Anyway, I'm looking for suggestions, offers, and/or trades. I will have glosso, hornwort, anachris, water wisteria, water sprite, and ambulia for trade and/or donation for the September meeting. I will also donate some of all of the above to the Tom Barr Relief Fund at the next GCAS meeting.  

Let me know.


----------



## MatPat (Mar 22, 2004)

I would have to guess that you got Elatine triandra from Jack. It is a fast grower, light green in color. I do believe it propagated from seed since I removed all of the green growth and gave some to Jack and maybe a few others. It did not do well in my 10g, non-CO2 tank but I think it was due more to a lack of light than anything else. I will try it in the 10g again once it grows out in the 75g now that I have a second 15w light on the tank.

If any of the plants you bring to our meeting don't get traded, you can always auction them at the GCAS meeting Sunday night. Whether you donate them (either from you or from (SWOAPE) to GCAS or not is up to you. I imagine most of them will bring in a decent amount of cash. Putting plants up for auction at GCAS may be a good way for us to raise some cash since we don't charge any dues!


----------



## Rob Tetrazona (Jun 21, 2005)

Elatine triandra. Cool. I'd like to try some of this if there is any surplus in the group.

Yes, my intentions are to bring some of my surplus plants to SWOAPE for trades or whatever and some to GCAS auction donated by SWOAPE for Tom, since I'm not too gungho about pulling any $$ out of my wallet. I've spent enough on this hobby over the past few months!


----------



## Simpte 27 (Jul 16, 2004)

You may want to try Marsilea Crenata. Very easy carpet-like plant to grow. I had it with Low light and DIY co2 and it grew well until it got overshadowed by other plants (Told you my aquascaping skill is non-existent).


----------



## Jack W (Apr 8, 2005)

I do have another patch of E. triandra growing in my 55 gallon. I would be happy to give you some. Do you want to wait untill the meeting or come to my house to pick it up.


----------



## Rob Tetrazona (Jun 21, 2005)

Jack W said:


> I do have another patch of E. triandra growing in my 55 gallon. I would be happy to give you some. Do you want to wait untill the meeting or come to my house to pick it up.
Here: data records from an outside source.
PR #2211, opened 2025-05-14
Adding KVCrush technique for cache eviction

gopikrishnajha:


rkazants:
@gopikrishnajha, please provide description in PR: performance/accuracy benefits, code example

src/cpp/src/continuous_batching/cache_eviction.cpp
```diff
@@ -25,6 +25,106 @@ namespace ov::genai {
         return m_eviction_config.get_max_cache_size() + m_block_size - 1;
     }
 
+    std::vector<std::size_t> CacheEvictionAlgorithm::get_indices_of_blocks_to_retain_using_kvcrush(size_t decoder_layer_idx, size_t k, std::vector<std::size_t>& evicted_block_indices)
```
vshampor, line 28: This function is too large and has non-trivial, computational logic. I suggest setting up a new class `KVCrushAlgorithm`, extracting the steps 1-4 into its public methods (either each step into a separate method, or with another granularity that is still conducive to unit testing), and testing each method with a separate, parameterized unit test suite.

vshampor (changes requested):
In addition to resolving my inline comments, please run your new code through a formatter before pushing again. We have a `.clang-format` file in the repo root, but sadly, the rest of the repo does not conform to it, so you'll have to format your changes only. `git clang-formatter` works well, see the [info page](https://offlinemark.com/surgical-formatting-with-git-clang-format/) for instructions.

src/cpp/include/openvino/genai/cache_eviction.hpp
```diff
@@ -19,14 +19,23 @@ enum class AggregationMode {
...
+
 /**
 * @brief Configuration struct for the cache eviction algorithm.
 */
 class CacheEvictionConfig {
 public:
     CacheEvictionConfig() = default;
 
-    CacheEvictionConfig(size_t start_size, size_t recent_size, size_t max_cache_size, AggregationMode aggregation_mode_, bool apply_rotation_ = false) : aggregation_mode(aggregation_mode_), apply_rotation(apply_rotation_), m_start_size(start_size), m_recent_size(recent_size), m_max_cache_size(max_cache_size) {
+    CacheEvictionConfig(size_t start_size, size_t recent_size, size_t max_cache_size, size_t cl_size, AnchorPoints anchor_point_, AggregationMode aggregation_mode_, bool apply_rotation_ = false) : anchor_point(anchor_point_),aggregation_mode(aggregation_mode_), apply_rotation(apply_rotation_), m_start_size(start_size), m_recent_size(recent_size), m_max_cache_size(max_cache_size), m_cl_size(cl_size) {
```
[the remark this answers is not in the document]
gopikrishnajha: added new parameter before apply_rotation parameter, otherwise we will be forced to provide default values as apply_rotation_ = false will force all the subsequent parameters to have a value.

src/cpp/include/openvino/genai/cache_eviction.hpp
```diff
@@ -55,6 +64,12 @@ class CacheEvictionConfig {
         return m_max_cache_size;
     }
 
+    /** @return cache budget (number of tokens) used by KVCrush for representative tokens -
```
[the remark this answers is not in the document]
gopikrishnajha: Done

src/cpp/include/openvino/genai/cache_eviction.hpp
```diff
@@ -19,14 +19,23 @@ enum class AggregationMode {
                 * of a given token in cache */
 };
 
+//anchor points for kvcrush
+enum class AnchorPoints {
```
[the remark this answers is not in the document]
gopikrishnajha: Done

src/cpp/include/openvino/genai/cache_eviction.hpp
```diff
@@ -64,6 +79,8 @@ class CacheEvictionConfig {
     /** The mode used to compute the importance of tokens for eviction */
     AggregationMode aggregation_mode = AggregationMode::NORM_SUM;
 
+    AnchorPoints anchor_point = AnchorPoints::RANDOM;
```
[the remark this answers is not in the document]
gopikrishnajha: Done

src/cpp/include/openvino/genai/cache_eviction.hpp
```diff
@@ -89,6 +106,8 @@ class CacheEvictionConfig {
     std::size_t m_max_cache_size = 672;
     std::size_t m_evictable_size = 512;
 
+    /*KVCrush Cache budget - number of tokens*/
+    std::size_t m_cl_size = 128;
```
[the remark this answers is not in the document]
gopikrishnajha: took away the cluster abstraction.

regarding "_If not, there should probably be a runtime check that the budget size in tokens is divisible by the block size without remainder, as for the rest of the token-sized fields of this struct_." - we allow the user to specify any number of token as kvcrush budget, and we use the highest value divisible by the block size.

src/python/py_continuous_batching_pipeline.cpp
```diff
@@ -224,16 +225,27 @@ void init_continuous_batching_pipeline(py::module_& m) {
...
+            .value("ZEROS", AnchorPoints::ZEROS)
+            .value("ONES", AnchorPoints::ONES)
+            .value("MEAN", AnchorPoints::MEAN)
+            .value("ALTERNATE", AnchorPoints::ALTERNATE);
 
     py::class_<CacheEvictionConfig>(m, "CacheEvictionConfig", cache_eviction_config_docstring)
-            .def(py::init<>([](const size_t start_size, size_t recent_size, size_t max_cache_size, AggregationMode aggregation_mode, bool apply_rotation) {
-                return CacheEvictionConfig{start_size, recent_size, max_cache_size, aggregation_mode, apply_rotation}; }),
-                 py::arg("start_size"), py::arg("recent_size"), py::arg("max_cache_size"), py::arg("aggregation_mode"), py::arg("apply_rotation") = false)
+            .def(py::init<>([](const size_t start_size, size_t recent_size, size_t max_cache_size, size_t cl_size, AnchorPoints anchor_point, AggregationMode aggregation_mode, bool apply_rotation) {
```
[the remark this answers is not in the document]
gopikrishnajha: Done

tests/cpp/cache_eviction.cpp
```diff
@@ -227,7 +228,18 @@ TEST_P(CacheEvictionLowScoreBlocksParameterizedTest, EvictsLowestScoredBlocks) {
     auto test_evicted_blocks = algo.evict_logical_blocks();
     auto ref_evicted_blocks = test_struct.ref_evicted_blocks;
     for (size_t layer_idx = 0; layer_idx < num_decoder_layers; layer_idx++) {
-        EXPECT_EQ(test_evicted_blocks[layer_idx], ref_evicted_blocks[layer_idx]);
+        //if kvcrush is enabled
```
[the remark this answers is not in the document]
gopikrishnajha: I am not sure how extracting this as separate test would help. As KVCrush adds blocks on top of blocks selected by score based method. So, if kvcrush is not enabled, this will work like earlier, but if the kvcrush is enabled BOTH score based eviction and kvcrush should work, just kvcrush won't make any sense. Am I missing anything here?

tests/cpp/cache_eviction.cpp
```diff
@@ -384,23 +396,24 @@ struct CacheEvictionConfigInitParamsForTest {
...
 using CacheEvictionConfigInitializationTest = ::testing::TestWithParam<CacheEvictionConfigInitParamsForTest>;
 
 const std::vector<CacheEvictionConfigInitParamsForTest> INVALID_CONFIG_INIT_PARAMS_CASES = {
         // zero area sizes
-        {32, 32, 64},
-        {0, 13, 39},
-        {128, 0, 384},
+        {32, 32, 64, 10},
+        {0, 13, 39, 10},
+        {128, 0, 384, 10},
```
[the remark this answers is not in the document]
gopikrishnajha: I don't think any alignment on kvcrush_budget is required. We allow user to specify any number of token as the kvcrush budget, we use the largest number of blocks within that budget that can be accommodated within that budget.

tests/python_tests/test_kv_cache_eviction.py
```diff
@@ -193,6 +193,7 @@ class LongBenchTestData:
 def test_optimized_generation_longbench(device, test_struct):
     seqs_per_request = 32
     num_kv_blocks = 1000 if device == "CPU" else 500
+    print("device", device, "num_kv_blocks", num_kv_blocks)
```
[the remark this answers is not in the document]
gopikrishnajha: done

src/cpp/src/continuous_batching/cache_eviction.cpp
gopikrishnajha: Broke this down to 4 functions within the existing class as I am not sure where the new class will exist in terms of hierarchy, within CacheEvictionAlgorithm class or independently. 

Can you make the necessary changes, and create test suite for these methods if required. I am not well versed with the google test benches, so it might require more time for me. Considering code freeze is tomorrow, your help will be appreciated.

src/cpp/src/continuous_batching/cache_eviction.cpp
```diff
@@ -25,6 +25,106 @@ namespace ov::genai {
...
+    {
+        const auto& keep_clus_eligible = evicted_block_indices;
```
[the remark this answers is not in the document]
gopikrishnajha: done

src/cpp/src/continuous_batching/cache_eviction.cpp
```diff
@@ -25,6 +25,106 @@ namespace ov::genai {
...
+        std::iota(indices.begin(), indices.end(), 0);
+        std::partial_sort(
+            indices.begin(),
+            indices.begin() + k/2,
+            indices.end(),
+            [&](size_t i, size_t j) {
+                return m_scores[decoder_layer_idx][i] > m_scores[decoder_layer_idx][j];
+            }
+        );
+        std::vector<int> indicators(k, 0);
```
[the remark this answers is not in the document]
gopikrishnajha: done

src/cpp/src/continuous_batching/cache_eviction.cpp
```diff
@@ -25,6 +25,106 @@ namespace ov::genai {
...
+        for (size_t i = 0; i < k/2; ++i) {
+            indicators[indices[i]] = 1;
+        }
+
+        // Step 2: Create a random binary vector of size m_block_size as anchor point
+        std::vector<int> anchor_point(m_block_size);
```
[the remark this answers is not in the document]
gopikrishnajha: done

src/cpp/src/continuous_batching/cache_eviction.cpp
```diff
@@ -25,6 +25,106 @@ namespace ov::genai {
...
+        // Initialize anchor_point based on anchor using switch-case
+        switch (m_eviction_config.anchor_point) {
+            case AnchorPoints::RANDOM:
+            std::generate(anchor_point.begin(), anchor_point.end(), []() { return rand() % 2; });
```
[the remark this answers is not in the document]
gopikrishnajha: done, please verify once.

src/cpp/src/continuous_batching/cache_eviction.cpp
```diff
@@ -25,6 +25,106 @@ namespace ov::genai {
...
+            }
+            break;
+            }
+            case AnchorPoints::ALTERNATE:
+            for (size_t i = 0; i < m_block_size; ++i) {
+                anchor_point[i] = i % 2;
+            }
+            break;
+            default:
+            throw std::invalid_argument("Invalid anchor point type");
```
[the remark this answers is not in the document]
gopikrishnajha: done

src/cpp/src/continuous_batching/cache_eviction.cpp
```diff
@@ -25,6 +25,106 @@ namespace ov::genai {
...
+        }
+        
+        // Step 3: Calculate Hamming distances between anchor point and each block
+        size_t num_blocks = k / m_block_size;
```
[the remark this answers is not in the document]
gopikrishnajha: we need all the blocks, as we are finding out the distances w.r.t. all blocks and then considering the ones (by filtering) that are evicted based on low scores.

src/cpp/include/openvino/genai/cache_eviction.hpp
```diff
@@ -55,6 +64,12 @@ class CacheEvictionConfig {
         return m_max_cache_size;
     }
 
+    /** @return cache budget (number of tokens) used by KVCrush for representative tokens - 
+    on top  of tokens with high attention scores*/
+     std::size_t get_kvcrush_budget() const {
+        return m_cl_size;
```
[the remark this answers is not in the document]
gopikrishnajha: done

src/cpp/src/continuous_batching/cache_eviction.cpp
```diff
@@ -51,6 +150,36 @@ namespace ov::genai {
             size_t num_blocks_to_evict = get_num_blocks_to_evict(decoder_layer_idx);
             auto evicted_block_indices = get_indices_of_blocks_to_evict(scores_for_all_evictable_blocks, num_blocks_to_evict);
 
+            //KVCrush: start 
+            bool is_kvcrush_enabled = (m_eviction_config.get_kvcrush_budget() > 0) && (std::ceil(static_cast<double>(evicted_block_indices.size())) >= std::floor(static_cast<double>(m_eviction_config.get_kvcrush_budget()) / m_block_size));
```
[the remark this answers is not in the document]
gopikrishnajha: done

src/cpp/include/openvino/genai/cache_eviction.hpp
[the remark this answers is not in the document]
vshampor: Why not provide default values then?

src/cpp/include/openvino/genai/cache_eviction.hpp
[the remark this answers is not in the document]
vshampor: The behaviour you describe would be confusing for the user since incrementing or decrementing the budget by values less than the block size will lead to no observable effect. I think that this would be frustrating for the user, or at the very least be bad UX. Please implement the restriction on the budget size - the added bonus would be that you won't need to round the budget up in downstream code.

src/cpp/src/continuous_batching/cache_eviction.cpp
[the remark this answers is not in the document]
vshampor: Please extract the seed as a parameter for the KVCrush algorithm part and in the entire pipeline I suggest reusing the `GenerationConfig` [field](https://github.com/openvinotoolkit/openvino.genai/blob/34019312e65770ff4431e854f5407c582e2b31c4/src/cpp/include/openvino/genai/generation_config.hpp#L124) to initialize this parameter.

src/cpp/src/continuous_batching/cache_eviction.cpp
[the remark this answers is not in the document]
vshampor: When you say "all the blocks", do you mean the number of full blocks from `num_tokens_in_evictable_blocks` tokens (excluding the unfilled block if it is present) or the number of affected blocks (including the unfilled block)?

tests/cpp/cache_eviction.cpp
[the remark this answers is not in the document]
vshampor: I was suggesting that instead of adding an `if` branch in the already existing suite you first extract the code in [these lines](https://github.com/openvinotoolkit/openvino.genai/blob/34019312e65770ff4431e854f5407c582e2b31c4/tests/cpp/cache_eviction.cpp#L209-L228) into a GTest fixture, refactoring the existing `CacheEvictionLowScoreBlocksParameterizedTest` to use that, then adding your new logic in the KVCrush-specific parameterized test such as `CacheEvictionLowScoreBlocksKVCrushParameterizedTest` that would reuse the same fixture. This would have led to more granular test cases without code duplication.

But I have looked at your code again and it seems that the test case should be made tighter - I don't think that your subset-checking approach is the right way here since it would not indicate a failure if your algo wasn't working at all, i.e. returned the entire `test_evicted_blocks` subset without filtering, since that would also be a subset of itself. I suggest that you do not modify the test code here at all and instead set up separate cases for KVCrush-enabled scenarios, with references tailored to the KVCrush specifics. This means that `DEFAULT_CACHE_EVICTION_CONFIG` and `SHORT_CACHE_EVICTION_CONFIG` should correspond to *disabled* KVCrush (as they were before), and you could introduce another `KVCRUSH_CACHE_EVICTION_CONFIG` where KVCrush would be enabled; then add corresponding entries to `LOW_SCORE_BLOCK_EVICTION_TEST_CASES` container that specify that new `KVCRUSH_CACHE_EVICTION_CONFIG` to be used. You would be completely reusing existing test code and there would be no need for refactoring.

src/cpp/src/continuous_batching/cache_eviction.cpp
vshampor: In terms of hierarchy, the new class itself would be more or less independent. If you wish or need to, you could create separate .hpp/.cpp files for the new class at the same level we have `cache_eviction.hpp/.cpp`; otherwise, put declaration and implementations into the existing `cache_eviction.hpp/.cpp`. The `CacheEvictionAlgorithm` would be instantiating the new class and using its methods at the same point where you have your KVCrush code starting now, and you will also be able to test the new class independently from the rest of the eviction code. I think that the file containing tests for the new class would have to be separated from the rest of the eviction tests in any case.

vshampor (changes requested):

I checked the name and E. Triandra it was! I can wait until the meeting. Thanks!


----------



## Troy McClure (Aug 3, 2005)

I can have some E. triandra ready for you at the meeting. It's grows fast and is very easy to propagate. The stuff you saw in my 10gal started from only four stems or so.

Have you ever tried hairgrass? Good stuff, though you'll have to keep it in check just like you would with glosso.

Marsilia crenta and other Marsilia species would work well...

Then there's my personal favorite: HC


----------



## ranmasatome (Aug 5, 2005)

If you can get your hands on this sp. of hairgrass then you can almost forget about pruning.. well..theres the occational once in 2 months kinda pruning but.. its very minimal.. it is rather hard to come by.. but its a great foreground plant..won me back to the hairgrass end as a favourite forground plant.. i was over the other end with HC for a while.

E. triandra grows insanely fast..i've stopped growing it in the CO2 tank.. and have since moved it to a non-co2 tank.. it is actually much nicer growing there.. small leaves and all.. but just like matt mentioned.. higher lighting... i have close to 3.8wpg on that tank... not dosing ferts though...just top ups.


----------



## MatPat (Mar 22, 2004)

I think that may be the hair grass I had in the foreground of my 75g! I got rid of it since it seemed to attract far more than it's share of algae. I think I may have a few pieces of it still floating around one of the tanks if anyone is interested in some...


----------



## ranmasatome (Aug 5, 2005)

neat..since you're nearer..you could pass it to him!
Anyway..i really enjoy that plant.. almost makes the forground look like its a golf course..but i always break that up or create lines with some E.tenellus/R.rostrata mixed in..


----------